Although it might seem that these formulations are synonymous, the latter includes not only the difference in price that would have been paid if the truth had been known at the time of purchase, but also any additional difference that might be caused by the disclosure of the truth. For example, the market may conclude that the company is likely to become the target of an enforcement action or private securities litigation, and thus that the company is likely to suffer increased legal expenses (including possible fines and settlements). In addition, the company may suffer an increased cost of capital because the market perceives added risk that information about the company may be unreliable. These additional factors and possibly others – what I call collateral damage – will also be reflected in the decrease in price that occurs immediately upon corrective disclosure.
While the Supreme Court quite clearly ruled in Dura Pharmaceuticals, Inc. v. Broudo that price inflation alone is not enough to establish loss causation – holding that a plaintiff must show that market price reacted to disclosure of the truth – that decision begs the bigger question of how much of the loss can be said to be caused by the misrepresentation.
The question of how to calculate OOPs has become even more important with the growth in event-driven securities fraud class actions. For example, following the Deepwater Horizon explosion and spill, investors who had bought BP stock during the run-up to the event argued that BP (as operator of the rig) had misrepresented its safety practices and thus had deceived the market into underestimating the risk inherent in its business. When the explosion and spill occurred, the market allegedly discovered that BP had covered up some of the risks. Stock price fell, and plaintiffs sued to recover their losses. When the smoke cleared (so to speak), BP stock had lost about half of its value. Market capitalization had declined from about $120B to about $60B. In the end, BP paid out about $60B in direct expenses relating to the event. In other words, it could be argued that the entire decrease in BP stock price was attributable to collateral damage. While ordinarily the business judgment rule (in possible combination with an exculpatory charter provision) would preclude stockholder recovery for such loss, fraud-period buyers would undoubtedly argue that their losses flowed from price inflation – even though subsumed within the $60B loss suffered by the company. In short, it matters a lot how we measure damages in a securities fraud class action.
It seems quite clear that collateral damage is harm suffered by the company that should be the subject of a derivative action – for the benefit of all stockholders – and not a direct (class) action. The clear implication is that OOPs should be measured as price inflation at the time of purchase, that is, price inflation narrowly defined net of any collateral damage.
Indeed, because FRCP Rule 23 – which governs class actions – requires that a class action for damages be superior to any other means of resolving a dispute, Rule 23 itself requires that collateral damage be addressed in a derivative action simply because it can be so addressed.

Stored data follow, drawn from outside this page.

PR #258, opened 2022-04-06
🧹 scale back the resource requests for Pods

### LINKED ISSUE #256: Restructure e2e test with resource contraints in mind
As discussed in https://github.com/mondoohq/mondoo-operator/pull/254#discussion_r843893158 , we should revisit the default resource requests/limits and see if they can be safely lowered.

joelddiaz:
As CPU is a very compressible resource, we can ask for far less than 375m (which is really basically saying we need 1/3 of a full CPU). Bring that way back to 50m (5% of a CPU). Still allowing the Pod access to a full 1/2 a CPU in the event that a particular scan was CPU intensive.

For Memory, scale it back a bit from requesting 750M (which was 75% of the Pod Memory limit), down to 500M (50% of the limit). This should guarantee a minimum of .5GB with a bit of "overscheduling" the underlying cluster memory-wise).

closes #256 

### DIFF
--- a/controllers/resources_requirements.go
+++ b/controllers/resources_requirements.go
@@ -11,10 +11,10 @@ var defaultMondooClientResources corev1.ResourceRequirements = corev1.ResourceRe
 		corev1.ResourceMemory: resource.MustParse("1G"),
 		corev1.ResourceCPU:    resource.MustParse("500m"),
 	},
-	// 75% of the limits
+
 	Requests: corev1.ResourceList{
-		corev1.ResourceMemory: resource.MustParse("750M"),
-		corev1.ResourceCPU:    resource.MustParse("375m"),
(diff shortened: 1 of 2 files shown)


joelddiaz:
Rebasing on top of #254 since without the waiting for the Pods, we still can just race by and fail later tests

Without the rebase:
```
namespace/not-mondoo-operator created
secret/mondoo-client created
serviceaccount/mondoo-operator-nodes created
serviceaccount/mondoo-operator-workload created
clusterrolebinding.rbac.authorization.k8s.io/mondoo-operator-workload configured
mondooauditconfig.k8s.mondoo.com/mondoo-client created
No resources found in not-mondoo-operator namespace.
```

imilchev (approved):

Although there is little doubt that the law requires collateral damage to be litigated in a derivative action, there is no doubt that this result is a radical departure from the prevailing practice. In a securities fraud class action, the company pays and buyers recover. In a derivative action, the company recovers from the individuals responsible for the loss – presumably directors and officers. It is equivalent to a pick-six in football. Indeed, in the Deepwater Horizon case, it could be that investors who bought BP stock during the alleged fraud period would have little or no claim remaining since it appears that the entire loss is derivative in nature.
Arguably, the problem with a derivative remedy is that the defendant directors and officers are likely to hide behind the almost bullet-proof business judgment rule and thus avoid any liability. Nevertheless, it turns out that a derivative action for collateral damage will lie whenever a meritorious claim can be stated under Rule 10b-5. In other words, it appears that state corporation law is perfectly congruent with federal securities law.
State Law Remedy
Two developments in the state law of fiduciary duty have coalesced to provide a state law remedy in any case in which a claim will lie under Rule 10b-5.

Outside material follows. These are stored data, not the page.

PR #259, opened 2022-04-06
⭐ Support operator-sdk 1.18

### LINKED ISSUE #245: Upgrade to operator-sdk 1.18.1
It appears that the first use of the operator-sdk started with 1.15 (based on the contents of files like https://github.com/mondoohq/mondoo-operator/blob/main/config/scorecard/patches/olm.config.yaml ) .

Walk through the published upgrade steps starting from 1.15 up through 1.18.1 ( https://sdk.operatorframework.io/docs/upgrading-sdk-version/ ) to ensure mondoo-operator is up-to-date with OperatorSDK 1.18.1

imilchev:
closes #245 

### DIFF
--- a/Makefile
+++ b/Makefile
@@ -109,39 +109,52 @@ docker-push: ## Push docker image with the manager.
 
 ##@ Deployment
 
+ifndef ignore-not-found
+  ignore-not-found = false
+endif
+
+.PHONY: install
 install: manifests kustomize ## Install CRDs into the K8s cluster specified in ~/.kube/config.
 	$(KUSTOMIZE) build config/crd | kubectl apply -f -
 
+.PHONY: uninstall
 uninstall: manifests kustomize ## Uninstall CRDs from the K8s cluster specified in ~/.kube/config.
-	$(KUSTOMIZE) build config/crd | kubectl delete -f -
+	$(KUSTOMIZE) build config/crd | kubectl delete --ignore-not-found=$(ignore-not-found) -f -
 
+.PHONY: deploy
 deploy: manifests kustomize ## Deploy controller to the K8s cluster specified in ~/.kube/config.
 	cd config/manager && $(KUSTOMIZE) edit set image controller=${IMG}
 	$(KUSTOMIZE) build config/default | kubectl apply -f -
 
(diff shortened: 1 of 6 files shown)


Makefile
```diff
@@ -190,7 +203,7 @@ ifeq (,$(shell which opm 2>/dev/null))
 	set -e ;\
 	mkdir -p $(dir $(OPM)) ;\
 	OS=$(shell go env GOOS) && ARCH=$(shell go env GOARCH) && \
-	curl -sSLo $(OPM) https://github.com/operator-framework/operator-registry/releases/download/v1.15.1/$${OS}-$${ARCH}-opm ;\
+	curl -sSLo $(OPM) https://github.com/operator-framework/operator-registry/releases/download/v1.16.0/$${OS}-$${ARCH}-opm ;\
```
joelddiaz, line 206: Should this really be v1.16 even though we're migrating to OperatorSDK 1.18?

config/manager/manager.yaml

The first such developmentis the recognition that fiduciary duty includes a duty of candor that applies even in the absence of a request for stockholder action (such as ratification). That is, the duty of candor extends beyond the well-recognized state law duty of disclosure that applies in the context of a stockholder vote. It applies whenever management speaks: If management speaks, it must speak the truth. To do otherwise is a breach of fiduciary duty and is actionable under state law. But in order to state such a claim, the plaintiff must plausibly allege that the corporation suffered harm as a result and that management acted with scienter. Neither of these requirements is problematic. If the company has suffered no harm, there is no need for a derivative action. And because scienter is required to state a federal claim for fraud under Rule 10b-5, the need to plead scienter to maintain a state law claim for breach of fiduciary duty merely matches the federal pleading hurdle.
The second such development is the recognition that in cases alleging a breach of fiduciary duty, a fiduciary who acts contrary to the interests of the corporation – and does so with scienter– loses the protection of any exculpatory charter provision under DGCL 102(b)(7),which extends only to actions taken in good faith. But scienter implies bad faith. Moreover, the same standard applies to establish demand futility in the context of a derivative action.
The upshot is that a state law derivative action can be maintained in any case in which a securities fraud class action can be maintained under Rule 10b-5. In other words, whenever a claim will lie under Rule 10b-5, it will also lie under the state law of fiduciary duty so long as some sort of harm to the corporation can be pleaded.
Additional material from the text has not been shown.